We used a Next Generation Sequencing approach based on the use of a gene panel produced by Illumina including approximately 5000 genes for sequencing and filtering for analysis a pool of genes known to be involved in dystrophinopathies. Genetic mutations identification made it possible to validate a protocol for PGD that could be used for the analyses of the embryos obtained with IVF that the couple had undergone. The analyses of the embryos made it possible to transfer only embryos unaffected or carriers for Lama2-gene-related muscular dystrophy.

The advantage of this approach was found to be the robustness of the experimental design and the results obtained, the reproducibility and speed of execution, which is possible due to the fact it is not necessary to create a customized panel according to the pathology or the clinical indications. From the data obtained, it will be possible to extrapolate for analysis genes pool selected according to clinical indications or presumed pathology, excluding all the remaining genes from the analysis.
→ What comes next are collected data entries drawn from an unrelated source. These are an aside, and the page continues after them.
PR #5245, opened 2026-06-09
[split 3/4] Refactor absorbed MLA projection handling

HollowMan6:
Split out from #3674 to reduce review scope.

Original changes by @HollowMan6 in #3674.

## Scope
- Switch absorbed MLA to a combined KV up-projection layout.
- Add helper handling for packed THD output rank restoration and optional core-attention V up-projection consumption.
- Pass CP communication metadata into absorbed MLA core attention.
- Add focused absorbed MLA tests for checkpoint metadata and updated projection-gradient parity.

## Dependencies
None.

## Validation
- `git diff --check upstream/main..split-3674-absorbed-mla`

PR #5049, opened 2026-05-29
[2/2] Add TileLang fused DSA kernels support with THD and CP & Clean up

HollowMan6:
# What does this PR do ?

Closes #5703 

This PR adds the TileLang implementation of the fused DSA operations.

:warning: For major changes (either in lines of code or in its impact), please make sure to first share a design doc with the team. If you're unsure what's the best way to do so, contact the @mcore-oncall.

## Main changes

- Adds TileLang kernels for DSA indexer forward and backward.
- Adds TileLang kernels for absorbed sparse-MLA forward and backward.
- Adds Python wrapper code under `megatron/core/transformer/experimental_attention_variant/ops/`.

## Packed THD and CP behavior

The TileLang path uses the metadata and bounds produced by PR 1. When the current TileLang kernel path cannot safely handle a packed THD or CP case, DSA falls back to the unfused implementation instead of changing semantics. This keeps packed-sequence and context-parallel correctness owned by the common DSA path while allowing supported dense cases to use TileLang.

## Contribution process

```mermaid
flowchart LR
    A[Pre-checks] --> B[PR Tests]
    subgraph Code Review/Approval
        C1[Expert Review] --> C2[Final Review]
    end
    B --> C1
    C2 --> D[Merge]
```

### Pre-checks

- [X] I want this PR in a versioned release and have added the appropriate Milestone (e.g., `Core 0.8`)
- [X] I have added relevant unit tests
- [X] I have added relevant functional tests
- [X] I have added proper typing to my code [Typing guidelines](https://docs.python.org/3/library/typing.html)
- [X] I have added relevant documentation
- [X] I have run the [autoformatter.sh](https://github.com/NVIDIA/Megatron-LM/blob/main/tools/autoformat.sh) on my PR

### Code review

The following process is enforced via the CODEOWNERS file for changes into `megatron/core`. For changes outside of `megatron/core`, it is up to the PR author whether or not to tag the Final Reviewer team.

<details>
<summary>For MRs into `main` branch</summary>

Feel free to message or comment the @mcore-oncall to help accelerate your merge into main. The less complex your PR is, the faster it will be approved and merged!

#### (Step 2): Collect the expert reviewers reviews

1. Attach the `Expert Review` label when your PR is ready for review.
2. GitHub auto-assigns expert reviewers based on your changes. They will get notified and pick up your PR soon.

:warning: Only proceed to the next step once all reviewers have approved, merge-conflict are resolved and the CI is passing.  
[...]

PR #5246, opened 2026-06-09
[split 4/4] Enable DSA CP and THD hooks

HollowMan6:
Split out from #3674 to reduce review scope.

Original changes by @HollowMan6 in #3674.

## Scope
- Refactor DSA around backend-neutral fused-kernel hooks.
- Add DSA layout and masking helpers for allgather CP and packed THD.
- Add optional DSA kernel backend config and DSA indexer compatibility knobs.
- Remove the DSA-specific MLA call path from generic `multi_latent_attention.py`.
- Wire GPT DSA specs to absorbed MLA and add DSA-focused unit coverage.

## Dependencies
- Depends on #5243 for the packed THD RoPE CP fix.
- #5244 for DSA indexer loss-scale scheduling (can be merged separately).
- Depends on #5245 for the absorbed MLA interface used by the spec/tests.

## CODEOWNERS note
`megatron/training/arguments.py` has an exact CODEOWNERS entry with no owners after the general `megatron/training/` rule, so this PR includes that one-line skip-field update here and calls out the ownership ambiguity explicitly.

## Validation
- `git diff --check upstream/main..split-3674-dsa-cp-thd-core`


HollowMan6:
@codex review

megatron/core/models/gpt/experimental_attention_variant_module_specs.py
```diff
@@ -109,9 +109,9 @@ def get_dsa_module_spec_for_backend(
     )
 
     attention = ModuleSpec(
-        module=MLASelfAttention,
+        module=AbsorbedMLASelfAttention,
         params={"attn_mask_type": AttnMaskType.causal},
```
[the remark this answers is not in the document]
HollowMan6: This is covered by the explicit draft-stack dependency on #5245. The absorbed MLA wrapper in #5245 passes `up_v_weight` into core attention and sets up the consumed-projection path; #5246 is intended to merge after #5245, which is why this branch alone appears to miss the argument.

tests/unit_tests/transformer/experimental_attention_variant/test_attention_variant_dsa.py
```diff
@@ -10,34 +10,51 @@
...
+from megatron.core.packed_seq_params import PackedSeqParams
 from megatron.core.process_groups_config import ProcessGroupCollection
 from megatron.core.tensor_parallel.random import model_parallel_cuda_manual_seed
-from megatron.core.transformer import TransformerConfig
 from megatron.core.transformer.enums import AttnMaskType
+from megatron.core.transformer.experimental_attention_variant import dsa_kernels
+from megatron.core.transformer.experimental_attention_variant.absorbed_mla import (
+    AbsorbedMLASelfAttention,
+    _apply_absorbed_v_up_projection,
+    _restore_packed_thd_batch_dim,
```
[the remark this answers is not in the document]
HollowMan6: This is also a draft-stack dependency on #5245. The imported helpers are introduced in #5245 and #5246 is intended to merge after it. I kept the dependency explicit in the PR body rather than duplicating the absorbed MLA helper changes in this DSA-core split.

megatron/core/models/gpt/experimental_attention_variant_module_specs.py
```diff
@@ -109,9 +109,9 @@ def get_dsa_module_spec_for_backend(
     )
 
     attention = ModuleSpec(
-        module=MLASelfAttention,
+        module=AbsorbedMLASelfAttention,
```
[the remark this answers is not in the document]
HollowMan6: This is covered by the explicit draft-stack dependency on https://github.com/NVIDIA/Megatron-LM/pull/5245. The absorbed MLA wrapper in https://github.com/NVIDIA/Megatron-LM/pull/5245 passes up_v_weight into core attention and sets up the consumed-projection path; https://github.com/NVIDIA/Megatron-LM/pull/5246 is intended to merge after https://github.com/NVIDIA/Megatron-LM/pull/5245, which is why this branch alone appears to miss the argument.

megatron/core/transformer/experimental_attention_variant/dsa.py
```diff
@@ -27,6 +32,204 @@
...
+            raise RuntimeError(
+                "Absorbed DSAttention expects value=None (latent path). "
+                "Received absorbed layout with explicit value tensor."
+            )
+        output = None
+        if dsa_kernels.use_fused_dsa_kernels(config):
+            output = dsa_kernels.run_fused_absorbed_sparse_attention(
+                config, query, key, topk_indices, softmax_scale, latent_v_channels
+            )
+        if output is None:
```
santhnm2, line 158: To confirm, the reason for this condition being `if output is None` rather than just an `else` is because `run_fused_absorbed_sparse_attention` could return `None`? If so can you add a comment explaining why this could happen?

megatron/core/transformer/experimental_attention_variant/dsa.py
```diff
@@ -27,6 +32,204 @@
...
+                key,
+                topk_indices,
+                softmax_scale,
+                latent_v_channels,
+                mask=mask,
+                varlen_starts=varlen_starts,
+                varlen_ends=varlen_ends,
+                key_positions=key_positions,
+            )
+        output = torch.einsum("sbhc,hdc->sbhd", output, up_v_weight).contiguous()
```
santhnm2, line 171: Maybe add an assert that `output is not None` before computing the einsum

megatron/core/transformer/experimental_attention_variant/dsa.py
```diff
@@ -421,20 +776,35 @@ def bwd_fused_indexer_loss_naive(
     # L1 normalize
     attention_scores_normalized = attention_scores_sum / attention_scores_sum.sum(
         dim=-1, keepdim=True
-    )
+    ).clamp_min(1e-10)
```
santhnm2, line 799: Can you add a comment explaining why this clamp is necessary?

megatron/core/transformer/transformer_config.py
santhnm2, line 1: These library check functions should perhaps go in `megatron/core/utils.py` since we have similar helper functions there already, e.g. for the Mamba kernels

megatron/core/models/gpt/experimental_attention_variant_module_specs.py
santhnm2, line 1: Are the `MLA` -> `AbsorbedMLA` changes backwards compatible with existing checkpoints?

megatron/core/transformer/experimental_attention_variant/dsa.py
HollowMan6: Yes, as Fused backends may decline unsupported shapes or layouts by returning None, so we still keep the absorbed PyTorch path as the fallback. Comment added.

megatron/core/transformer/experimental_attention_variant/dsa.py
HollowMan6: added

megatron/core/transformer/experimental_attention_variant/dsa.py
HollowMan6: Since I found that fully masked packed/varlen rows can have zero summed attention mass, so it would be needed to clamp the denominator so those rows stay finite and are later zeroed by the row-valid loss mask. Comment added

megatron/core/transformer/transformer_config.py
HollowMan6: done

megatron/core/models/gpt/experimental_attention_variant_module_specs.py
HollowMan6: Yes, this is backward compatible with existing checkpoints. The checkpoint keys are derived from the parameter-bearing submodule names in the spec, not from the Python attention class name. AbsorbedMLASelfAttention keeps the same MLA projection/norm submodule names such as linear_q_proj, linear_q_down_proj, linear_q_up_proj, linear_kv_down_proj, linear_kv_up_proj, linear_proj, q_layernorm, and kv_layernorm, so existing MLA checkpoint key names are unchanged.

tests/unit_tests/transformer/experimental_attention_variant/test_attention_variant_dsa.py
```diff
@@ -1,43 +1,64 @@
...
```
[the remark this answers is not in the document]
HollowMan6: fixed

megatron/core/models/gpt/experimental_attention_variant_module_specs.py
```diff
@@ -109,9 +111,9 @@ def get_dsa_module_spec_for_backend(
...
```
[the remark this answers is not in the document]
HollowMan6: rebased, this should not be a issue now

megatron/core/transformer/experimental_attention_variant/dsa.py
```diff
@@ -1041,84 +1663,380 @@ def forward(
...
+            _validate_nonpacked_cp_uniform_length(
+                sq=sq, skv=key.size(0), cp_size=cp_size, cp_group=cp_group, device=query.device
+            )
+            kv_reorder_idx = dsa_layout.build_zigzag_allgather_cp_key_reorder(
+                sq=sq, cp_size=cp_size, device=query.device
+            )
+
+        if cp_size > 1:
+            assert (
+                self.cp_comm_type == "allgather"
```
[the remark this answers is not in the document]
HollowMan6: This will be overly defensive, as:

TransformerLayer -> passes cp_comm_type into AbsorbedMLASelfAttention
AbsorbedMLASelfAttention -> passes that same cp_comm_type into nested DSAttention

megatron/core/transformer/multi_latent_attention.py
```diff
@@ -398,7 +391,6 @@ def forward(
                         attention_mask,
                         packed_seq_params=packed_seq_params,
                         attn_mask_type=attn_mask_type,
-                        **extra_kwargs,
                     )
```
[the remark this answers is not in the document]
HollowMan6: Addressed

megatron/core/transformer/experimental_attention_variant/dsa.py
```diff
@@ -27,6 +32,216 @@
...
 
+def is_dsa_skip_topk_layer(layer_number: int, skip_topk_offset: int, topk_freq: int) -> bool:
+    """Return whether a 1-indexed layer reuses a previous DSA top-k result."""
+    if layer_number < 1:
+        raise ValueError(f"layer_number must be 1-indexed and positive, got {layer_number}.")
+    if skip_topk_offset < 0:
+        raise ValueError(f"skip_topk_offset must be non-negative, got {skip_topk_offset}.")
+    if topk_freq < 1:
+        raise ValueError(f"topk_freq must be positive, got {topk_freq}.")
+    return (max(layer_number - skip_topk_offset, 0) % topk_freq) != 0
```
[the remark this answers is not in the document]
HollowMan6: Addressed

megatron/core/models/gpt/experimental_attention_variant_module_specs.py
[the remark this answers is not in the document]
HollowMan6: fixed

megatron/core/transformer/experimental_attention_variant/dsa.py
```diff
@@ -27,6 +32,219 @@
...
+    index_mask = dsa_masking.apply_sparse_validity_to_index_mask(
+        index_mask,
+        row_mask=row_mask,
+        varlen_starts=varlen_starts,
+        varlen_ends=varlen_ends,
+        key_positions=key_positions,
+    )
+
+    attention_scores += index_mask.unsqueeze(1)
+    attention_scores = torch.nn.functional.softmax(attention_scores, dim=-1, dtype=torch.float32)
```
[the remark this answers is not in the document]
HollowMan6: fixed

megatron/core/transformer/multi_latent_attention.py
```diff
@@ -1432,12 +1420,8 @@ def _clone_sharded_object_with_key(obj: ShardedObject, new_key: str) -> ShardedO
...
         return sharded_state_dict
 
-    def _synthetic_state_dict_key_suffixes(self):
-        """Return source checkpoint keys used to locate this module in a state dict."""
-        return ("linear_q_down_proj.weight",)
-
-    def _synthesize_fused_qkv_down_weight(self, state_dict, prefix):
-        """Materialize fused qkv-down weight from old separate q/kv checkpoint keys."""
+    def _load_from_state_dict(self, state_dict, prefix, *args, **kwargs):
+        """Load state dict with automatic unfused->fused conversion."""
```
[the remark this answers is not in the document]
HollowMan6: addressed

megatron/core/transformer/multi_latent_attention.py
```diff
@@ -1384,11 +1375,8 @@ def _clone_sharded_object_with_key(obj: ShardedObject, new_key: str) -> ShardedO
                 sharded_state_dict[q_extra_key] = fused_obj
                 sharded_state_dict[kv_extra_key] = fused_obj
 
-        # Keep fused layernorm params so TransformerLayer's key map can load old
-        # input_layernorm checkpoints into the fused TE down-proj module.
         for key in list(sharded_state_dict.keys()):
-            suffix = key[len(fused_prefix) :] if key.startswith(fused_prefix) else ""
-            if key.startswith(fused_prefix) and not suffix.startswith("layer_norm_"):
+            if key.startswith(fused_prefix):
                 del sharded_state_dict[key]
```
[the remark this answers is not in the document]
HollowMan6: addressed

megatron/core/transformer/multi_latent_attention.py
```diff
@@ -1337,17 +1339,6 @@ def _qkv_down_projection(self, hidden_states):
...
-        self.linear_kv_up_proj.backward_dw()
-        self.linear_qkv_down_proj.backward_dw()
-        self.linear_q_up_proj.backward_dw()
-        self._backward_output_proj()
-
-    def set_for_recompute_input_layernorm(self):
-        """Set the attention layer for recompute input_layernorm. Only needed for fp8/fp4."""
-        set_save_original_input(self.linear_qkv_down_proj)
-
     def sharded_state_dict(self, prefix: str = "", sharded_offsets: tuple = (), metadata=None):
```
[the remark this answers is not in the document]
HollowMan6: addressed

megatron/core/transformer/experimental_attention_variant/dsa_kernels.py
```diff
@@ -0,0 +1,227 @@
...
+
+if TYPE_CHECKING:
+    from megatron.core.packed_seq_params import PackedSeqParams
+    from megatron.core.process_groups_config import ProcessGroupCollection
+    from megatron.core.transformer.transformer_config import TransformerConfig
+
+_BACKEND_MODULE_NAME_BY_BACKEND = {
+    "tilelang": "megatron.core.transformer.experimental_attention_variant.dsa_tilelang_kernels",
+    "cudnn": "megatron.core.transformer.experimental_attention_variant.dsa_cudnn_kernels",
+}
```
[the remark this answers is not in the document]
HollowMan6: Those will be in #5049 and #5099

megatron/core/transformer/attention.py
santhnm2, line 1: Can you explain why the changes in this file are necessary? In particular, why do we need to manually construct this `checkpoint_inputs` list and specifically overwrite the `attn_mask_type` value?

HollowMan6: Added code comments for the explanation. Some more details here:

The change is needed for activation checkpointing (recompute) when the core attention needs extra tensor inputs, specifically the DSA path in this case. In the DSA/MLA flow, core_attention_extra_kwargs can contain tensors like x=hidden_states and qr=q_compressed. Those tensors are used inside core_attention and must be explicit inputs to tensor_parallel.checkpoint; otherwise they are captured from the Python closure, which can either defeat checkpointing by retaining the original forward tensors or give incorrect/backward-fragile behavior because checkpoint recompute only detaches and returns gradients for tensors passed as checkpoint inputs.

attn_mask_type is handled specially because it is metadata semantically, but Megatron’s checkpoint wrapper saves its *args via ctx.save_for_backward(*args), so the checkpoint argument list must contain tensors, not an AttnMaskType enum. We preserve the existing behavior from main by encoding the enum value as a small tensor before calling checkpoint, then converting it back inside custom_forward with AttnMaskType(attn_mask_type.item()).

The overwrite of checkpoint_inputs[5] is just because the list is initially constructed with a placeholder before defaulting attn_mask_type and converting it to the tensor form. It is not changing the mask type; it replaces None/enum metadata with the tensor representation required by checkpointing.

megatron/core/transformer/attention.py
```diff
@@ -443,6 +455,9 @@ def custom_forward(*inputs):
             attention_mask = inputs[3]
             attn_mask_type = inputs[5]
             attn_mask_type = AttnMaskType(attn_mask_type.item())
+            extra_kwargs = dict(core_attention_extra_kwargs)
+            for name, kwarg_value in zip(tensor_kwarg_names, inputs[6:]):
```
kvareddy: Let's not have [6:]. This is error-prone. Can you refactor this code?

HollowMan6: Thank you @kvareddy for reviewing, this is done in https://github.com/NVIDIA/Megatron-LM/pull/5246/commits/8427cf32b641e83a3386394dbc4e07c7c6e1e9d4. Please let me know if you have any other comments!

megatron/core/transformer/experimental_attention_variant/dsa_layout.py
```diff
@@ -0,0 +1,283 @@
...
+    seq_ends = cu_seqlens_i64[1:]
+    seq_lens = seq_ends - seq_starts
+    nonzero = seq_lens > 0
+    seq_starts = seq_starts[nonzero]
+    seq_ends = seq_ends[nonzero]
+    seq_lens = seq_lens[nonzero]
+    if seq_lens.numel() == 0:
+        return torch.empty(0, dtype=torch.int64, device=device)
+
+    if cu_seqlens_i64.device.type == "cpu":
```
Mellonta, line 164: What does this block do? IIUC the sequence lengths are only known at runtime and vary per batch, so divisibility can only really be guaranteed by the data pipeline's padding and this block is a no-op during training, is that right?

megatron/core/transformer/experimental_attention_variant/dsa_masking.py
```diff
@@ -0,0 +1,505 @@
...
+    "normalize_query_valid_rows",
+    "normalize_varlen_bounds",
+    "prepare_additive_mask",
+    "prepare_sparse_mask_context",
+    "scatter_topk_into_index_mask",
+]
+
+
+def build_causal_mask_from_positions(
+    query_pos: torch.Tensor, key_pos: torch.Tensor
```
Mellonta, line 35: Q: it looks like key_pos is always an arange, is there a use case where key_pos is shuffled?

tests/unit_tests/transformer/experimental_attention_variant/test_attention_variant_dsa.py
```diff
@@ -61,6 +323,902 @@ def patch_hadamard_if_needed():
...
+        gathered_key_pos = torch.tensor(
+            [0, 1, 6, 7, 8, 9, 14, 15, 2, 3, 4, 5, 10, 11, 12, 13], dtype=torch.int64
+        )
+        restored = gathered_key_pos.index_select(0, key_reorder_idx)
+        assert restored.tolist() == list(range(16))
+
+    def test_cp_packed_zigzag_varlen_matches_dense_mask(self):
+        """Packed zigzag CP query positions + gathered-KV reorder should match dense masking."""
+        cp_size, cp_rank = 2, 1
+        cu_seqlens = torch.tensor([0, 8, 16], dtype=torch.int32)
```
Mellonta: Could we use uneven lengths like [0,4,16] to actually exercise different per-sequence chunk sizes?

tests/unit_tests/transformer/experimental_attention_variant/test_attention_variant_dsa.py
```diff
@@ -48,6 +67,249 @@ def mock_hadamard_transform(x: torch.Tensor, scale: float = 1.0) -> torch.Tensor
...
+    if calculate_per_token_loss:
+        kl_div = kl_per_row.sum()
+    elif query_valid_rows is None:
+        kl_div = kl_per_row.mean()
+    else:
+        kl_div = kl_per_row.sum() / query_valid_rows.sum().to(dtype=torch.float32).clamp_min(1.0)
+    return kl_div * loss_coeff
+
+
+class _FakeCPGroup:
```
Mellonta, line 302: All tests use `_FakeCPGroup` and a faked gather, so they only check the position math, never real sharding. Could we add a CP-invariance test that derives real per-rank shards from a global tensor and asserts cp_size=2 matches a cp_size=1 full-sequence run?

megatron/core/transformer/experimental_attention_variant/dsa_layout.py
HollowMan6: Yes, this block is a host-side validation guard for CPU/test/debug paths. Packed zigzag CP assumes each packed sequence is padded to a multiple of 2 * cp_size, so the rank-local front/back chunks are integral. In training we avoid checking CUDA runtime lengths here to prevent synchronization; the data pipeline is responsible for that padding guarantee. My preference is to keep it with the comment because it documents and validates the packed zigzag CP invariant without affecting CUDA training, but we can also get this removed if you prefer.

megatron/core/transformer/experimental_attention_variant/dsa_masking.py
HollowMan6: In the current main path, after gathered KV is restored to global order, key_pos is usually arange. I kept it explicit because this helper is a public function that meant to build masks from logical token positions rather than assuming KV storage order. That also covers cases where we build/apply the mask before KV reorder, or if a caller passes subset/reordered KV.

tests/unit_tests/transformer/experimental_attention_variant/test_attention_variant_dsa.py
HollowMan6: changed

tests/unit_tests/transformer/experimental_attention_variant/test_attention_variant_dsa.py
HollowMan6: added

tests/unit_tests/transformer/experimental_attention_variant/test_attention_variant_dsa.py
```diff
@@ -61,6 +324,1006 @@ def patch_hadamard_if_needed():
...
+            sq=sq,
+            skv=skv,
+            cp_size=cp_size,
+            cp_rank=cp_rank,
+            cp_comm_type="allgather",
+            device=torch.device("cpu"),
+        )
+
+        # Build varlen starts/ends for local query rows.
+        starts_all, ends_all = generate_varlen_mask_params(cu_seqlens.to(torch.int64))
```
Mellonta: The packed-THD CP path in production builds its varlen bounds with `generate_varlen_mask_params_for_positions`, but all tests use `generate_varlen_mask_params` + `index_select` (which I believe is equivalent). Could we call `generate_varlen_mask_params_for_positions` directly in some places, so the production path is also covered.

HollowMan6: good catch! addressed

Mellonta (approved):

kvareddy (approved):

santhnm2 (approved):

yaoyu-33 (approved):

For these reasons, this approach opens up new scenarios in the diagnosis of rare pathologies, for which often the data available in literature is incomplete, and in prenatal diagnosis (5, 6).

In prenatal diagnosis this experimental approach could be used for the analysis of genes clearly associated to common and congenital Mendelian pathologies and/or are involved in fetal development. Furthermore, the mutations that are identified should be then confirmed through the Sanger sequencing method and a search must be carried out in the parents to identify the origin and to confirm the pathogenicity.